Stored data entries
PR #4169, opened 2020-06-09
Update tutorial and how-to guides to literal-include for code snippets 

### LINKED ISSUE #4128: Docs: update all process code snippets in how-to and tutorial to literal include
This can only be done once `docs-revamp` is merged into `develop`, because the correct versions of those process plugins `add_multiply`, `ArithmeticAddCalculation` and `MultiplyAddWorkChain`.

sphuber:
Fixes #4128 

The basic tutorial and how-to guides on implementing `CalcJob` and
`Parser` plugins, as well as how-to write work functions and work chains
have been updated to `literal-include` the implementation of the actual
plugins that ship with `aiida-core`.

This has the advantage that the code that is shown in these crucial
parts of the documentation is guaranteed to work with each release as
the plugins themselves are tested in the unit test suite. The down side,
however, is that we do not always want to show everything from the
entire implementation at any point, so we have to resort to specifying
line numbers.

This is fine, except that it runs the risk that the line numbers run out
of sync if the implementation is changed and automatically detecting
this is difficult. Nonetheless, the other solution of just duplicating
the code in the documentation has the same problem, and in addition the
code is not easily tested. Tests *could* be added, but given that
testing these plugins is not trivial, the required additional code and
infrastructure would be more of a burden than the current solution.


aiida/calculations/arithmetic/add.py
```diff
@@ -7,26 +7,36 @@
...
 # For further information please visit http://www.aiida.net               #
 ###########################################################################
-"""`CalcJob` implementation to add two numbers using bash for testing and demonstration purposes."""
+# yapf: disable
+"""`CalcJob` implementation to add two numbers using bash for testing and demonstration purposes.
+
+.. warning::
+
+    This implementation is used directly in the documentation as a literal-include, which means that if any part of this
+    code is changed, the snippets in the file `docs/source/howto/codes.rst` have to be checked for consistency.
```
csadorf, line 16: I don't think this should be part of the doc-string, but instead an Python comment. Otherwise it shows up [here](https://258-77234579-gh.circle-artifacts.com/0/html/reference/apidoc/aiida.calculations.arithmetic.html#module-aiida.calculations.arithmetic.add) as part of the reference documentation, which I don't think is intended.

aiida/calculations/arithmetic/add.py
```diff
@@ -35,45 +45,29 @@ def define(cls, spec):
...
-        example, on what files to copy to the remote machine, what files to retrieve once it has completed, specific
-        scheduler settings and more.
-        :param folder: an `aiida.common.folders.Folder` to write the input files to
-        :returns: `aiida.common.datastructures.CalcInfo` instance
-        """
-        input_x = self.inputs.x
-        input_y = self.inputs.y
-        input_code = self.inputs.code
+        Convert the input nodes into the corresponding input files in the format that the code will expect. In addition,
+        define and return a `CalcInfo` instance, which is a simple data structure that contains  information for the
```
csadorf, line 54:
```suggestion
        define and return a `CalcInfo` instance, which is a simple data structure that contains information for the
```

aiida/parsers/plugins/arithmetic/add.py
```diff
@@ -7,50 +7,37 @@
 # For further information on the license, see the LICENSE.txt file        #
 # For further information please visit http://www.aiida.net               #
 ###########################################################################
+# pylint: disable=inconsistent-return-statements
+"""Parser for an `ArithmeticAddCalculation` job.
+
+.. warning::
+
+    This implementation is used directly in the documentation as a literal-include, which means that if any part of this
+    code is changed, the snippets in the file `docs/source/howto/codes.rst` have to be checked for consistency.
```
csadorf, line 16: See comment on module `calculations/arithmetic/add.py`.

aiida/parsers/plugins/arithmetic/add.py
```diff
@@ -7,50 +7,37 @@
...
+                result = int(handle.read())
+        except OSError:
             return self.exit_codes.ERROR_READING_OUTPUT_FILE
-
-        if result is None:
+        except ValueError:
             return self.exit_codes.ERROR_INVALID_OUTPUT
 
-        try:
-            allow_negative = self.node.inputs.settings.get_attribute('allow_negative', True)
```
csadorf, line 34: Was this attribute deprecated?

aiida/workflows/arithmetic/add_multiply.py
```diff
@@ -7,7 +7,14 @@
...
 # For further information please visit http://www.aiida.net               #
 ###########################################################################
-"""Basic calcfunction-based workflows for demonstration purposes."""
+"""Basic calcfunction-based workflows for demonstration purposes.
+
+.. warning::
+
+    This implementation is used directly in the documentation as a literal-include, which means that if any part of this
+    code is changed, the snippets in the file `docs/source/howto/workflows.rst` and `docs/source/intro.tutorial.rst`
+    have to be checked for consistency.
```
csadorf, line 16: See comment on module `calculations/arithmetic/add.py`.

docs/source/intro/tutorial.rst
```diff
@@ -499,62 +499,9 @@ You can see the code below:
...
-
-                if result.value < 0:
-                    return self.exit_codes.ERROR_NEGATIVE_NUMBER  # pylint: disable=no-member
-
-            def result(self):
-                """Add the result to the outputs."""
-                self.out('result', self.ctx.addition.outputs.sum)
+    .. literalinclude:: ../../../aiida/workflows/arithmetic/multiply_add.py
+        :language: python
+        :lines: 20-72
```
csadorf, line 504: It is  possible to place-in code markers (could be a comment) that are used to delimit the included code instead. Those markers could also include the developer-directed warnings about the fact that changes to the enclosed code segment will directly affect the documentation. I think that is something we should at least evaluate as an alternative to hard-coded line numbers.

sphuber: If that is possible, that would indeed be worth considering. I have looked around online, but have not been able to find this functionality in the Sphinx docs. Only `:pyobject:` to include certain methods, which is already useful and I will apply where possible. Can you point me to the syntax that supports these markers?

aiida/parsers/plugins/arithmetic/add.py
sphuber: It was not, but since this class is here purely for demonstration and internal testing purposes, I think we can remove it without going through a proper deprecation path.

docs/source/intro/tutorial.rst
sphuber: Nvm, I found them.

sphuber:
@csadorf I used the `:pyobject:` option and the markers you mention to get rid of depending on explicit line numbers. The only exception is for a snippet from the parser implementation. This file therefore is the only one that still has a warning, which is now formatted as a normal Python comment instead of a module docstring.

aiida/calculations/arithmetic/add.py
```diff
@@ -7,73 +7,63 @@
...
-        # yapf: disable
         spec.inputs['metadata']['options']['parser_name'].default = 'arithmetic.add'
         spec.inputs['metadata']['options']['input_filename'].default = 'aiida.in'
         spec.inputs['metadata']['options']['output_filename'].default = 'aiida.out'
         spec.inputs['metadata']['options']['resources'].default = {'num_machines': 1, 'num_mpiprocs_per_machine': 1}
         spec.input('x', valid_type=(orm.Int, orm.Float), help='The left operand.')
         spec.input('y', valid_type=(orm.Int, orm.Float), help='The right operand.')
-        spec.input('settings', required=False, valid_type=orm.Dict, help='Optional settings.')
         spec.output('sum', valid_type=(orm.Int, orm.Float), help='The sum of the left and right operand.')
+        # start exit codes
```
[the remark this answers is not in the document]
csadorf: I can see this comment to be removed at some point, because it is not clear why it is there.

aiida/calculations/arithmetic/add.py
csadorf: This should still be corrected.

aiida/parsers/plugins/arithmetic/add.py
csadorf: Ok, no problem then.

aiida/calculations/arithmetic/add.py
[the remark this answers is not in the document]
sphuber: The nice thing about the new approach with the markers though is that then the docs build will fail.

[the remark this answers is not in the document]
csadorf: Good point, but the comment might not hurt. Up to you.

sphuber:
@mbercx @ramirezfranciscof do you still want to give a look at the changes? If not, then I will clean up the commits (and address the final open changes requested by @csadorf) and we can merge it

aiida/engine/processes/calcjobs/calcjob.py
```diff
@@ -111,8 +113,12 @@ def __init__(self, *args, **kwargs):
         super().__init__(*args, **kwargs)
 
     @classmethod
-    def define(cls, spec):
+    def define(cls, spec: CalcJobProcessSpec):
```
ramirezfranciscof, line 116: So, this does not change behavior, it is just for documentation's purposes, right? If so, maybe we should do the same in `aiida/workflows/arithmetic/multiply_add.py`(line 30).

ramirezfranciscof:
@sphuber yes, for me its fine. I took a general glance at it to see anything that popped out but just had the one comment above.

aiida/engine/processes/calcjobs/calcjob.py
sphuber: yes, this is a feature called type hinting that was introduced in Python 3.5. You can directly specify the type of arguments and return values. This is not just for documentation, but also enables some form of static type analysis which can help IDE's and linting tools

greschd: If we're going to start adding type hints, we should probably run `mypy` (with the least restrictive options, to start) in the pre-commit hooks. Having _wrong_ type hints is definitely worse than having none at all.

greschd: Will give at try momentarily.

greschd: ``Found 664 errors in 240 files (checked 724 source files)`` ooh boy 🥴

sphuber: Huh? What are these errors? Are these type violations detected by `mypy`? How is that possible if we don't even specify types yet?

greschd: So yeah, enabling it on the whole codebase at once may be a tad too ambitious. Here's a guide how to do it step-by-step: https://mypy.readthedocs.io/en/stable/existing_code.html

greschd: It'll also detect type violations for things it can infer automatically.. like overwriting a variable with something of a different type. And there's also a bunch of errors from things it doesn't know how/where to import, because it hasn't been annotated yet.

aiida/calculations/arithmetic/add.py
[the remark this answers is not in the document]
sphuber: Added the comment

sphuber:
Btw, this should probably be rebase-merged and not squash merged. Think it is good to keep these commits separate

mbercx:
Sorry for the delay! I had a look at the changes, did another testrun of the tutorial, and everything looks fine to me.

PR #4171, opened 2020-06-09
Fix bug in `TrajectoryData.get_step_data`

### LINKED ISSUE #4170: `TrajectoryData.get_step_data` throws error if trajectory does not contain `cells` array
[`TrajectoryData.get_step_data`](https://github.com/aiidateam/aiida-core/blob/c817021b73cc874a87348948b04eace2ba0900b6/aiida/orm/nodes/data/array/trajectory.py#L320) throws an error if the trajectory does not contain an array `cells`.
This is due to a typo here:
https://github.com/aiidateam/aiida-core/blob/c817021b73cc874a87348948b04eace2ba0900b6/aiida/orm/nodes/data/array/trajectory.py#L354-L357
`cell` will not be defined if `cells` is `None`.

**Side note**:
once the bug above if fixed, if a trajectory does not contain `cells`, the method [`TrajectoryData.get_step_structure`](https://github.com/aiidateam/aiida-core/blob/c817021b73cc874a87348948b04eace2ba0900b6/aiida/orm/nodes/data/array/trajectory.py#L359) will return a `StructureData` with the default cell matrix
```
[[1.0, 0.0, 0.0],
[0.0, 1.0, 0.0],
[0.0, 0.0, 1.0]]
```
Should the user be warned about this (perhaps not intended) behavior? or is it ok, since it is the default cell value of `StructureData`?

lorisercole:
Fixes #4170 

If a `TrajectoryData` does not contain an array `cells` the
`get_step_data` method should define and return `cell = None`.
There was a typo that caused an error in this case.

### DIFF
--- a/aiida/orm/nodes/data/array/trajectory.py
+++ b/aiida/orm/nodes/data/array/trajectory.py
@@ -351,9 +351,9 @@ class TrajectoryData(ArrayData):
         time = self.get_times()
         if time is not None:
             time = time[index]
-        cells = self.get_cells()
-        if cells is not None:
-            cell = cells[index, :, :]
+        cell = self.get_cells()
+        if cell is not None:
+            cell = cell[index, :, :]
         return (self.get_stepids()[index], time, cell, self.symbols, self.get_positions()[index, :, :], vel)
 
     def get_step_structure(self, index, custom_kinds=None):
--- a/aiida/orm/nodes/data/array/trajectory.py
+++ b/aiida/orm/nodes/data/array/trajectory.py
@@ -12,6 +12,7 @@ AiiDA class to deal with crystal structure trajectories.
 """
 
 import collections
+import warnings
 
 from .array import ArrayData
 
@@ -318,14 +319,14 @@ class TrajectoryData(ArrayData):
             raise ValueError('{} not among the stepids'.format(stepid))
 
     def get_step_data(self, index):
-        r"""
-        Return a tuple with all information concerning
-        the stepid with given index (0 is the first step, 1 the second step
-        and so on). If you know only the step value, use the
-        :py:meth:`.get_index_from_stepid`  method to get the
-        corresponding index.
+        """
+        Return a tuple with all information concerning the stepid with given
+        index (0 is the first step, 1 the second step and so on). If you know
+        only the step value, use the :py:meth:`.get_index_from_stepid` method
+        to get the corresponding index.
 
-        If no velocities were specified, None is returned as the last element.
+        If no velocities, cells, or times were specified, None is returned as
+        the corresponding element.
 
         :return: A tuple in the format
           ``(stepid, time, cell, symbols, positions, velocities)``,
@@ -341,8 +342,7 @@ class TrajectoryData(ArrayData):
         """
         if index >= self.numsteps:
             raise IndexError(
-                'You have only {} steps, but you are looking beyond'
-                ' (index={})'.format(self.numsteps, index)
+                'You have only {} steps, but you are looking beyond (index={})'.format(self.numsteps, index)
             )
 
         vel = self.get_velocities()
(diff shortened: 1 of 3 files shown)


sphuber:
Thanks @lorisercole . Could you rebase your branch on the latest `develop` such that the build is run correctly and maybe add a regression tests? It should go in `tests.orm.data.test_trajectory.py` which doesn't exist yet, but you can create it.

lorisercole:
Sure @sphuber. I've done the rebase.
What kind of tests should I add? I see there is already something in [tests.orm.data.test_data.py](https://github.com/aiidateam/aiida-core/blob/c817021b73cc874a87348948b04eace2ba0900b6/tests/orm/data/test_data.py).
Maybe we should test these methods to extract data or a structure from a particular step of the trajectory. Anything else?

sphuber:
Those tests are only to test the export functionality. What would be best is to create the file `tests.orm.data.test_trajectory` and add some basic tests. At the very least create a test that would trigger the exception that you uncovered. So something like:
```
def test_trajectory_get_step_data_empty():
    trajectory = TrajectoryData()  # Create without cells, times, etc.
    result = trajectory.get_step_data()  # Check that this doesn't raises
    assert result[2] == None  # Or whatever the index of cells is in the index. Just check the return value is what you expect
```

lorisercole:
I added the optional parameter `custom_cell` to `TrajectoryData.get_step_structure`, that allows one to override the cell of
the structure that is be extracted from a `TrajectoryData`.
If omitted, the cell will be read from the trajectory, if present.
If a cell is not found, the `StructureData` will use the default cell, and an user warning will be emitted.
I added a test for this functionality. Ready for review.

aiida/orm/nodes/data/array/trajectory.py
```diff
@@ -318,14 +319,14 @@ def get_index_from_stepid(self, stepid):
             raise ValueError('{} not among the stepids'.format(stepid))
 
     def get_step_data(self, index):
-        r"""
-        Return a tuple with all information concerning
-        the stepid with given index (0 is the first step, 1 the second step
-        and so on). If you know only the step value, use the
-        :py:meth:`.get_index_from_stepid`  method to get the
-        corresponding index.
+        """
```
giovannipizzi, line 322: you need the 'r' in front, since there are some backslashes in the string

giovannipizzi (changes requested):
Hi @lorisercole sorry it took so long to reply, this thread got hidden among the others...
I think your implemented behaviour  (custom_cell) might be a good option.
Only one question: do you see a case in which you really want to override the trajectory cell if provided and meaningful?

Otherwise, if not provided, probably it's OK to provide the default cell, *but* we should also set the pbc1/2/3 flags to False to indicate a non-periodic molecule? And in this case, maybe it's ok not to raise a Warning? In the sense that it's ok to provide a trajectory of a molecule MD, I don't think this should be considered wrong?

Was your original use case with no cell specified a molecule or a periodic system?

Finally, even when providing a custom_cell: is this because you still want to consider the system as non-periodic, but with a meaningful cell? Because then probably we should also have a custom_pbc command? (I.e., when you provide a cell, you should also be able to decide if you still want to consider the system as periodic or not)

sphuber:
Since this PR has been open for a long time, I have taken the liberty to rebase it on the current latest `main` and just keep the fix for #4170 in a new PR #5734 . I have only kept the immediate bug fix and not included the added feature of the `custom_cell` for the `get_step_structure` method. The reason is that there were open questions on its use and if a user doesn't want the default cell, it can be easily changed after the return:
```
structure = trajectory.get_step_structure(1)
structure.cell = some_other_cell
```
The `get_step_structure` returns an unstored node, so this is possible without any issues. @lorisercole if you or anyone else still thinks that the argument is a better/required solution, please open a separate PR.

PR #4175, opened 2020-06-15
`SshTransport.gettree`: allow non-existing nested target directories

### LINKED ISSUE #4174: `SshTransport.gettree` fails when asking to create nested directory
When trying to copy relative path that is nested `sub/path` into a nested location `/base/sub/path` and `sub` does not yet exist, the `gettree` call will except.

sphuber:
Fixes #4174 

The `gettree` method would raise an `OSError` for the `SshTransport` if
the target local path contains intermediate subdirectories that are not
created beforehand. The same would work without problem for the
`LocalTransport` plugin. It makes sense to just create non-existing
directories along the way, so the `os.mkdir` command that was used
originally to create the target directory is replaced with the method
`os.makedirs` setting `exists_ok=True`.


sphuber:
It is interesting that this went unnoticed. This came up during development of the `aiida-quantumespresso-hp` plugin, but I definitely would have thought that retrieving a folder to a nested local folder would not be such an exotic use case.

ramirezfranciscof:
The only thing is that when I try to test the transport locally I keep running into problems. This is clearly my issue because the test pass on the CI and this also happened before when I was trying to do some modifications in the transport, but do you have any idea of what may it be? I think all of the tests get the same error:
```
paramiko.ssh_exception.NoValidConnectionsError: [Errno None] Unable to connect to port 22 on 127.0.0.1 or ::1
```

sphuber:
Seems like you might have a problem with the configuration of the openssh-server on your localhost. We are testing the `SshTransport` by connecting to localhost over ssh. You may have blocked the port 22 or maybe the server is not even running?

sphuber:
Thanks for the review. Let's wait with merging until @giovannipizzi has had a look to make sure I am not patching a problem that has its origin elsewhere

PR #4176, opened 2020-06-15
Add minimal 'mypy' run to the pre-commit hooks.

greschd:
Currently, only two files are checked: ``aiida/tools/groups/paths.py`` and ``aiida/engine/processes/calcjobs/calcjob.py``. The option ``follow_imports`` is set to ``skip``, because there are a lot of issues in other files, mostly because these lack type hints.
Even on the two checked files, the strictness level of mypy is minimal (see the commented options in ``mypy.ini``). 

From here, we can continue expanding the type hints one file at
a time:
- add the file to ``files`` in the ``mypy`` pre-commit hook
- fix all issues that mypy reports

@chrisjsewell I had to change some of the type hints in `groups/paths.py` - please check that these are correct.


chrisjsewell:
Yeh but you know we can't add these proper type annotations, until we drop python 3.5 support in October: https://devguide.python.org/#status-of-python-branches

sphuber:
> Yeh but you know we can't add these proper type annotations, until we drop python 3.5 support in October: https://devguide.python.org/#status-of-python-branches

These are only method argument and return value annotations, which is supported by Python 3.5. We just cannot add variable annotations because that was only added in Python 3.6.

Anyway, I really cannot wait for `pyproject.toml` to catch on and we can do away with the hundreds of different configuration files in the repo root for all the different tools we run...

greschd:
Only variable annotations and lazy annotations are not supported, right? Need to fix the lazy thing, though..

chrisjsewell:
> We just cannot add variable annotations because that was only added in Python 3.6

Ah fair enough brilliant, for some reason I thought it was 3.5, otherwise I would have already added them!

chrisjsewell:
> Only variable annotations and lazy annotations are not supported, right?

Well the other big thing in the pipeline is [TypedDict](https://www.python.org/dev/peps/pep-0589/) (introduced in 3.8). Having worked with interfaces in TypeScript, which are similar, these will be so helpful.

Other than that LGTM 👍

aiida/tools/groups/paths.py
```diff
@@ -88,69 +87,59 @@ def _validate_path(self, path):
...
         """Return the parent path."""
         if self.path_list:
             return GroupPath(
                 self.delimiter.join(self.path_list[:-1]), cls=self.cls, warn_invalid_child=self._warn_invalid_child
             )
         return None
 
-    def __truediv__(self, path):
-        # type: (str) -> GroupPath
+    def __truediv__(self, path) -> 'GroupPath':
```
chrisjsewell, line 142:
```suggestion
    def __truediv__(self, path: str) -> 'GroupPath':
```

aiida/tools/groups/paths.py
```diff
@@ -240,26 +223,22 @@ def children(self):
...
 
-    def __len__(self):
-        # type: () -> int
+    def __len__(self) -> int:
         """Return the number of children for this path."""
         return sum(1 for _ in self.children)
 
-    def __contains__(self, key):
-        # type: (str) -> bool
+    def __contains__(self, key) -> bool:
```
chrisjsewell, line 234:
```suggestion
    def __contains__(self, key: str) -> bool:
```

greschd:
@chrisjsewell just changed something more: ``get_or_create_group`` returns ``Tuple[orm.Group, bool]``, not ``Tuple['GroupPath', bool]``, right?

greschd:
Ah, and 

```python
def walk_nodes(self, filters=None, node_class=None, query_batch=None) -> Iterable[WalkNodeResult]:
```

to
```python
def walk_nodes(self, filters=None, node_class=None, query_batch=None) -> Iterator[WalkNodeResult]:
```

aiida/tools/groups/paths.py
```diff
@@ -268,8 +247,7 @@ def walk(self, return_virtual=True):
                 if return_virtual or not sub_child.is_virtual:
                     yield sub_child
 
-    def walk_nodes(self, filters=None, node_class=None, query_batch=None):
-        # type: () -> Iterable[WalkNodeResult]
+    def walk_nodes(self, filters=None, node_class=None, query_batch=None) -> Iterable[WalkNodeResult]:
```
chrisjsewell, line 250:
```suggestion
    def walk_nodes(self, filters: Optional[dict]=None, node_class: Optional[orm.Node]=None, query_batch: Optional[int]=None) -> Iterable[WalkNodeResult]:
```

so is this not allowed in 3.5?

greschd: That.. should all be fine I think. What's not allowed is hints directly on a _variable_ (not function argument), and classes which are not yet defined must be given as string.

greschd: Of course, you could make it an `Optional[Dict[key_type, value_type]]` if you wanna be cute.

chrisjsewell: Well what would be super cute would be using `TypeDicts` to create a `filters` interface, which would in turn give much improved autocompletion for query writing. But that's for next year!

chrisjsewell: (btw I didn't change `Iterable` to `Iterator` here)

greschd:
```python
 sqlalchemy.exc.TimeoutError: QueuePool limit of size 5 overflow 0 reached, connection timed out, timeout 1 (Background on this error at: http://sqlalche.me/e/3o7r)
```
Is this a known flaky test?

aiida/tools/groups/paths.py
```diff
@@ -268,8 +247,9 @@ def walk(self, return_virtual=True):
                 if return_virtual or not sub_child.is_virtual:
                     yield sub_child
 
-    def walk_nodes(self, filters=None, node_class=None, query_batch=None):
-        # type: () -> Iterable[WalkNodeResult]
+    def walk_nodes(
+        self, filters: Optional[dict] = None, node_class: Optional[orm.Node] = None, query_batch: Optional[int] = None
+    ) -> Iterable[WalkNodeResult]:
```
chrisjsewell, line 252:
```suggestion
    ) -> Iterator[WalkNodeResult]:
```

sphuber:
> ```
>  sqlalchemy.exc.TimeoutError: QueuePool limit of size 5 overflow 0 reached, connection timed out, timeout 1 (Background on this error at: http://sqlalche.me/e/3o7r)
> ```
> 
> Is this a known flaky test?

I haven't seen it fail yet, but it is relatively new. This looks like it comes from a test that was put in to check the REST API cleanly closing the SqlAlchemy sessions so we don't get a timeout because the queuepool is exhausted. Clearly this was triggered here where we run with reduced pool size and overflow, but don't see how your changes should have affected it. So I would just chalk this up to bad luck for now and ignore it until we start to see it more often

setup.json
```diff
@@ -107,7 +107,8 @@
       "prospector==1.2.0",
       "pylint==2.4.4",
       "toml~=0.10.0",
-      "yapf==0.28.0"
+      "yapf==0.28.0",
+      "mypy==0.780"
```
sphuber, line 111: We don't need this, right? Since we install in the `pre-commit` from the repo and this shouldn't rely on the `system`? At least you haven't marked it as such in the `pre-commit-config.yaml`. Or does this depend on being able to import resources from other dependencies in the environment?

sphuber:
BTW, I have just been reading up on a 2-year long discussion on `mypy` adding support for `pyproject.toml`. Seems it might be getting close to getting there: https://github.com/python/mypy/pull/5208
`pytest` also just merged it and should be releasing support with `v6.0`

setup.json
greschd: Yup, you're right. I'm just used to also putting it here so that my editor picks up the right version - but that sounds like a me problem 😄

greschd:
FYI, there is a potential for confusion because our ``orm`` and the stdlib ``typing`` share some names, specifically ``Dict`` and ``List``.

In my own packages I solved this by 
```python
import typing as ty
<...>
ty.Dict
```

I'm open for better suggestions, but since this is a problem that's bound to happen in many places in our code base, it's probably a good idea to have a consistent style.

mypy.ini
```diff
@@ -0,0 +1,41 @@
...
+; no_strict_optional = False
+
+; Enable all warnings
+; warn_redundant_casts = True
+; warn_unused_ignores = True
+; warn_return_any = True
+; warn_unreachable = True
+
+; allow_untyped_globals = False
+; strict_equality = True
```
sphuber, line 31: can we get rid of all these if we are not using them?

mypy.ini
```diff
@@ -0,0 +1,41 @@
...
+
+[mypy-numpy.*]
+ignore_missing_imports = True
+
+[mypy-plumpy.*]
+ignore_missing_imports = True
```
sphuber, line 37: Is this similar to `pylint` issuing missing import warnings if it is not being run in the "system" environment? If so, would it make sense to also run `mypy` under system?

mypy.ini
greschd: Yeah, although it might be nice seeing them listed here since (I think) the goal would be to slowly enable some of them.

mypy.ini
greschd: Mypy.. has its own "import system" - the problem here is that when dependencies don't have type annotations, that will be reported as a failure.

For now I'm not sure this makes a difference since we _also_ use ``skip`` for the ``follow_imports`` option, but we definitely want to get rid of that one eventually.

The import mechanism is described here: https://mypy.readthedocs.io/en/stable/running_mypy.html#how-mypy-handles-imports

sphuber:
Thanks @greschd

**WORK REQUEST**
What are the lines above that hold the string "based"? Copy them.

**RESPONSE TO THE TASK**
-"""Basic calcfunction-based workflows for demonstration purposes."""
+"""Basic calcfunction-based workflows for demonstration purposes.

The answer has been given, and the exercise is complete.